PR #171, opened 2024-03-07
Streamlit: A visualization tool for Caustics

mjyb16:
I have created a beta version of the Caustics visualization tool in the "gui" folder. It was a lot of fun! There are a few things to note:

- For some reason, I have to rotate the imshow plots 90 deg to get them to face the right way (as far as I can tell from playing with the parameters). It is worth checking this just to make sure.

- The current lens+source configuration's redshift parameters don't change anything in the visualization, which I believe is what we expect from the reduced deflection angles and scale-invariant power laws, but I could be mistaken. 

- The shear components are interesting: they don't seem to be exactly orthogonal. One seems to be a vertical component, while the other seems to be a diagonal component.

However, these issues pertain more to the core code of Caustics than the visualization tool, so I anticipate some of them may become issues of their own. They should not impede the adoption of this simulator tool, since this tool should make debugging lens models easier. 

The only additional software required to use this tool is streamlit, which is a simple pip/conda install away. The tool can be run using the following command: streamlit run "path_to/caustics/gui/streamlit_app.py"

Moving forward, we can add more models to the menu on the left below the Caustics logo, as well as hosting + adding to the website.


ConnorStoneAstro:
This is really amazing! There are a few simple changes that could be helpful:
- No need to include the redshift sliders, they dont do anything
- No need to include the x0 and y0 for the shear (we may even remove those parameters from caustics entirely)
- No need to include the sersic intensity
- The model can be evaluated at lower resolution, should help it run faster
- The caustic should appear in the source plane image, but in the lens plane you should show the critical curve
- Caustics should be computed in the same fov as the image so they don't get cut off near the edges
- Rotations can go from 0 to pi instead of 0 to 2pi since everything is symmetric
- Adding the rest of the lens models (but you knew that)!

Great stuff!

ConnorStoneAstro:
Also, 

- if you could use the inferno cmap, I just think it looks cool :P 
- There is an updated script to compute contours, that will probably work better. Check out the new "Visualize Caustics" tutorial
- What is the `streamlit_app_basic` for? Should it be removed?

mjyb16:
I also removed the "basic" app, that was mostly for my experimentation (to keep something stable while I messed around with the main simulator).

ConnorStoneAstro (approved):
Looks Great To Me :)

PR #173, opened 2024-03-07
Adding example notebooks

ConnorStoneAstro:
Here I show some near real world analysis routines with mocked data and resulting analysis.


mjyb16:
Needs a couple more markdown cells explaining what is going on in each plot, eg clarifying whether the vertical lines in the corner plot are the ground truth. Also needs a check on the second row of Uncertainties: why is the source row showing lensed values?

PR #178, opened 2024-03-09
Allow selecting different lenses in streamlit app

ConnorStoneAstro:
Users can now select as many lenses as they like from a menu and stack them together. The parameters are auto-built from the slider positions.


ConnorStoneAstro:
This PR is no longer needed as the streamlit app is moving to a separate repo.

PR #188, opened 2024-03-13
Fix mpmath to non beta version

ConnorStoneAstro:


requirements.txt
```diff
@@ -1,6 +1,7 @@
 astropy>=5.2.1,<6.0.0
 graphviz==0.20.1
 h5py>=3.8.0
+mpmath<1.4
```
uwcdc, line 4: Do you want to set it for less than 1.4 for the latest version that we know works?
```suggestion
mpmath==1.3.0
```

uwcdc: @ConnorStoneAstro  you may want to test out compatibility with other versions of `mpmath` in the future.

ConnorStoneAstro: @uwcdc setting `mpmath<1.4` was @lsetiawan 's suggestion yesterday. I think because we want to benefit from bug patches, but we don't want any api changes.

The error we were getting was that a function didn't exist, which should only happen with minor/major version updates, not patch.

What do you think?

uwcdc: @ConnorStoneAstro I understand where you are coming from. In that case, let's bracket the compatibility to include lower minor releases but exclude greater than 1.4.
```suggestion
mpmath=<1.3, <1.4.0
```

ConnorStoneAstro: Ah, great idea! That's what I'll do in the morning

ConnorStoneAstro:
Closes #189

uwcdc (approved):

PR #190, opened 2024-03-13
Streamlit: improved caustic tracing

mjyb16:
Caustic tracing is sped up by 40% (and accuracy is improved), no longer requires matplotlib (now with scikit-image), and is now optional in the simulator.


ConnorStoneAstro:
Now in it's own repo: caustics-webapp

PR #191, opened 2024-03-14
feat: Adding `caustics.func`

ConnorStoneAstro:
This adds a new interface level for caustics with fully functional base functions for the caustics OOP layer. This allows for more precise access to functions without building objects.

To access the reduced deflection angle calculations for an SIE it is now possible to directly call:
`caustics.func.reduced_deflection_angle_sie`

instead of building a `caustics.SIE` object and then calling the reduced deflection angle method. This allows for one to build simulators in a very granular way. However, the OOP caustics interface is still what we expect to be the primary interface for most users, the func design is for very advanced analyses or unusual design requirements.


AlexandreAdam:
I haven't gone through everything yet but I love the name convention, i.e. put the profile at the end of the name and the quantity of interest first. 

This is a rather extensive PR. Can you add some notes or mention notable changes to the code that were in the classes before? I'll start to review the lenses during the week.

Also, I'm curious to know how you handle the parametrization, following the discussion in #196 .

ConnorStoneAstro:
@AlexandreAdam Glad you like the convention! :) 

My plan for this PR is to change as little as possible in how the code operates, I'm just copy-pasting. So if you look at what's happened to one lens you get the idea for everything. That said, there are some decisions for e.g. NFW and TNFW which I'll post in more detail once I have a functioning version of this put together.

I plan to copy the classes as written here. So #196 will be entirely independent.

ConnorStoneAstro:
Ok I think the `func` design is ready to go, sorry this PR is basically unreadable in git... 

Most of the `func` methods are directly copied from before so there is no change in behavior. While going through everything I identified some minor bits of redundant code and cleaned them up, but those were very straightforward. 

Some places required a bit more thought though. For the NFW we run into the issue that PyTorch cannot currently evaluate `where` without propogating nans from the `False` branch in autodiff (internally `where` just multiplies the `False` values by zero, which doesn't eliminate nans in autodiff, although it inexplicably works in the forward pass). So the user must decide if they want autodiff or if they want vmap. I implimented this by allowing the user to pass a function as an argument, so they can pick the differentiable or the batchable one. For example for the `physical_deflection_angle_nfw` function there is an argument `_h` where the user can select `_h_differentiable_nfw` or `_h_batchable_nfw` which are also defined in `func`, the default function is `_h_differentiable_nfw`. A similar setup is used for `TNFW`.

For the `TNFW` there is a normalization value `M0` which can be computed using the "mass" of an NFW which is an arbitrary integral out to r200 for an NFW (not a TNFW), or it can be set to the total mass of the TNFW. The second one is way more meaningful, but often people will want to switch between NFW and TNFW in which case the first is kind of better. To allow for flexibility I let the user provide the `M0` value as an argument, then they can use either the `M0_scalemass_tnfw` or the `M0_totalmass_tnfw ` functions themselves.

Some very trivial things like the convergence of a mass sheet, I do not create a `func` version. Though we may want to add them at some point just for completeness.

I absorb a bunch of the helper functions from before into the `func` module, so this does make the classes a bit cleaner which is nice.

Also I added references and equation numbers for every function.

src/caustics/lenses/func/base.py
```diff
@@ -0,0 +1,163 @@
...
+        *Unit: arcsec*
+
+    y_component: Tensor
+        Physical deflection Angle in the y-direction.
+
+        *Unit: arcsec*
+
+    """
+
+    return ((d_s / d_ls) * ax, (d_s / d_ls) * ay)
```
AlexandreAdam, line 120: One extra parenthesis in this expression that is not needed

src/caustics/lenses/func/base.py
```diff
@@ -0,0 +1,163 @@
...
+        *Unit: arcsec*
+
+    y_component: Tensor
+        Reduced deflection Angle in the y-direction.
+
+        *Unit: arcsec*
+
+    """
+
+    return ((d_ls / d_s) * ax, (d_ls / d_s) * ay)
```
AlexandreAdam, line 163: Same

AlexandreAdam (approved):
This look good to me, I only have one minor comment that can be ignored. Good job!

PR #203, opened 2024-04-05
feat: Lens converter classes

### LINKED ISSUE #202: Add basic lens quantity converters
We already have pixelated convergence, we should add a pixelated potential method as well. There are other transformations that can be made. If we have an axisymmetric model with a cumulative mass function, or a radial potential function it is possible to compute the deflection field. It is also possible to turn axisymmetric models into elliptical models with a slight substitution (meneghetti notes 3.87). Thus we could make it so a user can just input any function they want for the radial density and get a deflection field.

ConnorStoneAstro:
This PR adds lens models which convert various quantities. For example, given the enclosed mass profile it can compute a deflection field.

Closes #202


AlexandreAdam (approved):
This looks good. Consistency test look good to me as well. This is a nice natural addition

********************

WHAT IS EXPECTED -> Only certain lines are wanted. Please return exactly those from the top of the data through the line with "I have created".

TASK RESULT ->
PR #171, opened 2024-03-07
Streamlit: A visualization tool for Caustics

mjyb16:
I have created a beta version of the Caustics visualization tool in the "gui" folder. It was a lot of fun! There are a few things to note:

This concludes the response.